I have a dataframe on which i'm trying to implement feature selection. There are 45 columns of types, integer, float and object.
But I'm unable to fit any feature selection model since its throwing vale Error. Please help me out
Dataframe :
member_id loan_amnt funded_amnt funded_amnt_inv term batch_enrolled int_rate grade
58189336 14350 14350 14350 36 months 19.19 E
70011223 4800 4800 4800 36 months BAT1586599 10.99 B
sub_grade emp_title emp_length home_ownership annual_inc verification_status pymnt_plan desc purpose title zip_code addr_state dti
E3 clerk 9 years OWN 28700 Source Verified n debt_consolidation Debt consolidation 349xx FL 33.88
B4 HR < 1 year MORTGAGE 65000 Source Verified n home_improvement Home improvement 209xx MD 3.64
last_week_pay loan_status
44th week 0
9th week 1
Code:
import numpy
from pandas import read_csv
from sklearn.decomposition import PCA
# load data
df = pd.read_csv("C:/Users/anagha/Documents/Python Scripts/train_indessa.csv")
array = df.values
X = array[:,0:44]
Y = array[:,44]
# feature extraction
pca = PCA(n_components=3)
fit = pca.fit(X)
Error:
Traceback (most recent call last):
File "<ipython-input-8-20f3863fd66e>", line 2, in <module>
fit = pca.fit(X)
File "C:\Users\anagha\Anaconda3\lib\site- packages\sklearn\decomposition\pca.py", line 301, in fit
self._fit(X)
File "C:\Users\anagha\Anaconda3\lib\site-packages\sklearn\decomposition\pca.py", line 333, in _fit
copy=self.copy)
File "C:\Users\anagha\Anaconda3\lib\site-packages\sklearn\utils\validation.py", line 382, in check_array
array = np.array(array, dtype=dtype, order=order, copy=copy)

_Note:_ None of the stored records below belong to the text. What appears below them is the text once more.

Issue #10650, opened 2022-02-24
[feature] AutotoolsToolchain : reconsider default_configure_install_args default to True?


SSE4:
from https://github.com/conan-io/conan-center-index/pull/9488

without `default_configure_install_args = True`, Autotools will try to install into `/usr`, and will eventually fails in most of the cases (as it requires root access). or if it doesn't fail, it will pollute the system (potentially, overriding system packages?).
I think, practically, every actual recipe will have to add `default_configure_install_args = True` in order to work correctly (install filess to the package folder).

- [ ] I've read the [CONTRIBUTING guide](https://github.com/conan-io/conan/blob/develop/.github/CONTRIBUTING.md).

lasote:
Related https://github.com/conan-io/conan/issues/10430

I think at least it should adjust the ``--prefix``, about the rest of variables, probably too: https://github.com/conan-io/conan/issues/10430 and https://github.com/conan-io/conan/issues/10393

memsharded:
Changed to True in https://github.com/conan-io/conan/pull/10672, will be released in 1.46

Issue #10430, opened 2022-01-26
AutotoolsToolchain could use "res" as datadir instead of "share", to align with ConanCenter


memsharded:
Following conan-io/conan-center-index#9091 (comment), it could be that changing the default toolchain ``datadir`` to "res" instead of "share" would be more aligned with ConanCenter requested layouts, lets check it.

_Originally posted by @memsharded in https://github.com/conan-io/conan/issues/8476#issuecomment-1022130033_

ericLemanissier:
My personal take on this is that using `share` folder would allow to simplify a lot of recipes which have to manually move some resources to the `res` folder, which is non-standard.

lasote:
Looks necessary to adjust in AutotoolsToolchain always the "prefix" and probably also the "lib" to avoid "lib64" and "bin" to avoid "sbin", and of course the "datarootdir" to "res" or "share". 
In the cppinfo model, only one of "res"/"share" should be kept.

Related https://github.com/conan-io/conan/issues/10393

SpaceIm:
I agree with @ericLemanissier, I don't understand why in the first place `res` has been chosen instead of `share`.

memsharded:
Because it was chosen like 6 years ago, and my bias as Windows developer put there ``res``. The ``cpp_info.resdirs`` is called ``resdirs`` no ``sharedirs`` for same reason. There is simply no good default for everyone. Windows devs will probably not love if we change the ``resdirs = ["share"]`` default.

memsharded:
New Autotools now use the defined ``cpp_info.resdirs`` as the default for autotools based install, implemented in https://github.com/conan-io/conan/pull/10672, will be in next 1.46

Issue #10393, opened 2022-01-21
[bug] Libraries in lib64 are not exported to libdir


ashley-b:
I have a library using modern CMake install syntax with no destination set so it uses the system lib path which on my system is lib64.
When I install/consume this recipe I can see the lib is set correctly but the libdir is empty.
I think this is related to the following issue #3369, #3488.

I have found two workarounds, so I keep the CMake script portable.

* Force CMake to install to lib for conan
```
def generate(self):
  tc = CMakeToolchain(self)
  tc.variables["CMAKE_INSTALL_LIBDIR"] = "lib"
  tc.generate()
```
*OR*
* Tell conan were to find it.
```
def package_info(self):
  self.cpp_info.libdirs = ['lib','lib64']
```
I feel this is some thing conan should be able to take care of

### Environment Details
  * Fedora release 35
  * gcc (GCC) 11.2.1 20211203 (Red Hat 11.2.1-7)
  * Conan version:  1.44.1
  * Python 3.10.1

memsharded:
Conan tries to be agnostic about all these platform specific issues, and it should be kept agnostic, and instead provide tools to handle things. Take into account for example that this might happen in Fedora but not Ubuntu, but Conan has no representation or model that you are running in Fedora. Conan wraps the build systems, if the build system is doing a different thing in a different platform, Conan should be informed about it, we have tried Conan "guessing" or trying to be smart about those things in the past, and it always leads to fragile and confusing behavior.

If some system is packaging to a different folder, indeed there are mechanisms to handle that, depends on what you prefer:

- You can tell your build system, CMake in this case to output to a different folder
- You can tell your ``package()`` method to pick from a different folder (if using ``self.copy()``) or doing a rename (if using ``cmake.install()``)
- You can tell your ``package_info()`` the name of ``libdirs``. In this case it could be more conceptually correct to do something like ``if x64-arch: self.cpp_info.libdirs = ["lib64"] else: self.cpp_info.libdirs = ["lib"]``

The latest seems the less clean, and it should probably be addressed in the build and package steps.

ashley-b:
Thanks for the reply.
To give some more back story, This recipe is using the "cmake" generator and it works. It seams to set CMAKE_INSTALL_LIBDIR=lib regardless of arch setting.

Its only since I try migrating my recipe to use the new CMakeToolchain and CMakeDeps generators it stopped setting CMAKE_INSTALL_LIBDIR and as a result is not setting the LIBDIR

[...]

PR #10672, opened 2022-02-28
Output install dirs in new toolchains

lasote:
Changelog: Feature: The `CMakeToolchain` and `AutotoolsToolchain` take into account the `cpp.package` info to set the output directories for libraries, executables, and so on when running `cmake.install` or `make install`.
Docs: https://github.com/conan-io/docs/pull/2425

#10430 
https://github.com/conan-io/conan/issues/10650
https://github.com/conan-io/conan/issues/10393


memsharded (commented):
I would say this is fine, and we should go this way, do we have any other alternative? Up to my understanding this is necessary

czoido (approved):

conan/tools/cmake/toolchain/blocks.py
```diff
@@ -730,3 +730,37 @@ def context(self):
...
+           set("CMAKE_INSTALL_INCLUDEDIR" "{{default_include}}")
+           set("CMAKE_INSTALL_OLDINCLUDEDIR" "{{default_include}}")
+           set("CMAKE_INSTALL_DATAROOTDIR"] "{{default_res}}")
+        """)
+
+    def _get_cpp_info_value(self, name):
+        # Why not taking cpp.build? because this variables are used by the "cmake install"
+        # that correspond to the package folder (even if the root is the build directory)
+        elements = getattr(self._conanfile.cpp.package, name)
+        return elements[0] if elements else None
```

ValueError: could not convert string to float: '44th week'
You cannot fit PCA on a non-numeric data. PCA involves matrix decomposition, and since some of your data is not numeric, you cannot apply PCA on it. So in order to proceed with PCA you should either ignore non-numeric columns , or transforming them into numeric columns.